What I love most about Claire is that she’s wise beyond her years but still so young. She can be adult, but she’s not altogether grown up. “The people in this school have the mentality of teenagers,” she says to her guidance counselor. He says, “You are a teenager.” And yeah, she is. She thinks everyone is dumber than she is. She imagines that Charlotte Light And Dark is about her. She pretends to be other people on the Internet. Teenager stuff.

Yet she can also be profound, especially when it comes to her family. She tells the counselor, “Burying someone is the most sensitive time in a person’s life. So it’s like, my family, they’re so careful. It’s almost like they become invisible.” She calls it a “silence” that hangs over her like a shadow.


She senses that this silence isn’t going to be enough with Gabe. She begs her counselor to tell her what she can do for him. “Try not to make yourself invisible,” he says. So later, in the back of the hearse, she confesses to Gabe that she’s scared—“scared that you’re going to disappear,” she says. He says that he’s scared, too, that he’s not going to finish his math homework. But she doesn’t want to hear his lame joke. This isn’t like her fake online flirtations or her silent, handle-with-care family. It’s the one relationship she has that she feels is based entirely in truth.

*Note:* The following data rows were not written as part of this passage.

PR #7737, opened 2023-02-07
Desktop: Fixes #7731: Make note sort update logic use correct prior sort and drop-grouping

### LINKED ISSUE #7731: Changing Custom Sort is unpredictable with completed Todo items
## Environment

Joplin version: 2.9.17 (prod, win32)
Platform: Windows
OS specifics: Windows 10

## Steps to reproduce

1. Set sort to "custom order"
2. Enable option "Uncompleted to-dos on top"
3. Enable option "Show completed to-dos"
4. Add a set of todo items, eg 10 todo items
5. Reorder/change sort of one (to work around another unrelated issue where they might still all have sort order 0)
6. Mark the first two todo items as "completed" (and watch them correctly move to the bottom)
7. Drag-drop the fifth-position item up one slot, to fourth position
8. -> watch as it weirdly pops to **second** position instead of fourth where you dropped it

The todo item you drag-dropped should have been moved to the position you placed/dropped it - not two positions higher.

## RELATED Issue

The same exact problem happens when "Uncompleted to-dos on top" is unchecked, and "Show completed to-dos" is also unchecked.

TaoK:
When notes are being dragged & dropped, the new custom order values are calculated on the basis of the new surrounding note IDs; to determine the new surrounding note IDs, the notes are re-sorted. This sorting operation must use the same sorting and filtering rules as the note list display, for the insert to work correctly.

Furthermore, when uncompleted notes are positioned at the start, the "sort step" logic must be adjusted to treat completed/non-todo notes and uncompleted ones as entirely separate windows.

### DIFF
--- a/packages/app-desktop/gui/NoteList/NoteList.tsx
+++ b/packages/app-desktop/gui/NoteList/NoteList.tsx
@@ -182,7 +182,7 @@ const NoteListComponent = (props: Props) => {
 		const targetNoteIndex = dragTargetNoteIndex_(event);
 		const noteIds = JSON.parse(dt.getData('text/x-jop-note-ids'));
 
-		void Note.insertNotesAt(props.selectedFolderId, noteIds, targetNoteIndex);
+		void Note.insertNotesAt(props.selectedFolderId, noteIds, targetNoteIndex, props.uncompletedTodosOnTop, props.showCompletedTodos);
 	};
 
 
@@ -528,6 +528,8 @@ const mapStateToProps = (state: AppState) => {
 		provisionalNoteIds: state.provisionalNoteIds,
 		isInsertingNotes: state.isInsertingNotes,
 		noteSortOrder: state.settings['notes.sortOrder.field'],
+		uncompletedTodosOnTop: state.settings.uncompletedTodosOnTop,
+		showCompletedTodos: state.settings.showCompletedTodos,
 		highlightedWords: state.highlightedWords,
 		plugins: state.pluginService.plugins,
 		customCss: state.customCss,
--- a/packages/app-desktop/gui/NoteList/types.ts
+++ b/packages/app-desktop/gui/NoteList/types.ts
@@ -12,6 +12,8 @@ export interface Props {
 	customCss: string;
 	notesParentType: string;
 	noteSortOrder: string;
+	uncompletedTodosOnTop: boolean;
+	showCompletedTodos: boolean;
 	resizableLayoutEventEmitter: any;
 	isInsertingNotes: boolean;
 	folders: FolderEntity[];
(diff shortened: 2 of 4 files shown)


TaoK:
~There is one major thing I'm not sure about / would like feedback on in this proposed change:~

I (initially) took the approach of duplicating the sorting logic into a SQL statement that was missing it - but wouldn't it make more sense to **replace** the SQL sorting logic with a call to the `sortNotes()` method?

~I haven't tried this, I'm not sure what the hurdles would be - for example, `sortNotes()` makes use of the `title` property, which would need to be added to the extraction SQL.~

EDIT 2023-02-08: I've now switched to this approach, avoiding one instance of duplicated sort logic.

Is there any record of why `sortNotes()` wasn't **already** used?

TaoK:
Linking to the issue: Fixes #7731

TaoK:
Having looked around a bit, I suspect the passing around of `uncompletedTodosOnTop` and `showCompletedTodos` is redundant, given that there seem to be many static methods that "reach in" to Settings. 

I'd love some feedback on this - should the changes be simplified by looking up `uncompletedTodosOnTop` and `showCompletedTodos` from `Settings` directly in `insertNotesAt()`, and avoiding any changes to `NoteList.tsx`?

laurent22:
> Is there any record of why sortNotes() wasn't already used?

Maybe that was overlooked? Did you try to use this directly, and wouldn't that simplify the code? If we have unit tests for it, it should be safe (but I don't know if we do)

> I'd love some feedback on this - should the changes be simplified by looking up uncompletedTodosOnTop and showCompletedTodos from Settings directly in insertNotesAt(), and avoiding any changes to NoteList.tsx?

For new code, we prefer passing variables rather than accessing singletons. Singletons are basically global variables and they make it harder to test code and understand what's happening in general. We can use those on higher code, like in UI maybe or setup code.

TaoK:
> Maybe that was overlooked? Did you try to use this directly, and wouldn't that simplify the code?

I did yesterday, and it does, at least slightly :)

> If we have unit tests for it, it should be safe (but I don't know if we do)

I haven't looked into the unit testing facilities yet, but this method in particular includes lots of updates / DB interaction. Do you have examples of unit tests around update and query logic in this project?

> For new code, we prefer passing variables rather than accessing singletons. 

OK, I had already made this simplification, I will revert to getting the state in the JSX code and passing it "down".

TaoK:
@laurent22 , I've made the update that (I think) you proposed, passing the config down from the JSX, and I've added a test confirming the correct new functioning.

There are no **unit** tests (and I'm not sure how to add any for this type of functionality), but the new test verifies the new sane behavior for the previously-untested (but common, with custom sorting) situation.

laurent22:
Thanks, that seems incredibly complicated, but it's indeed not an easy problem to solve and since you've added a test we should be good. Let's wait for CI to complete and we can merge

So Gabe admits that he’s scared he isn’t good enough for Claire. There’s a sense that it’s the truth but perhaps not the whole truth. Still, he lays at least that much of his soul bare, and the last picture we see of Gabe and Claire in “A Private Life” is the two of them in the shower, savoring each other’s nakedness.


Stray observations:

  • The “Everyone’s Waiting” thread is the special comment thread where you can talk freely about future episodes, foreshadowing, series-long character arcs, and so on. (In other threads, try to keep the all-knowing crystal-ball-gazing to a considerate minimum for the benefit of those who haven’t watched ahead.)
  • David, after admitting his sexuality to his mother: “That’s all I wanted to say.” Ruth: “All right. We’re having veal.” Even though she doesn’t know how to take care of her kids, she can always cook for them. Whenever she can see they’re hurting, she offers to make them something to eat.
  • “I may not dress like Jackie Kennedy, but I have sex with men.”
  • I was talking to a friend recently about Six Feet Under and he mentioned that he attended a wedding a couple years back where he was seated at the same table as Jeremy Sisto (who plays Billy). I asked him if he was terrified. He said yes. He added, “The voice is for real, man.”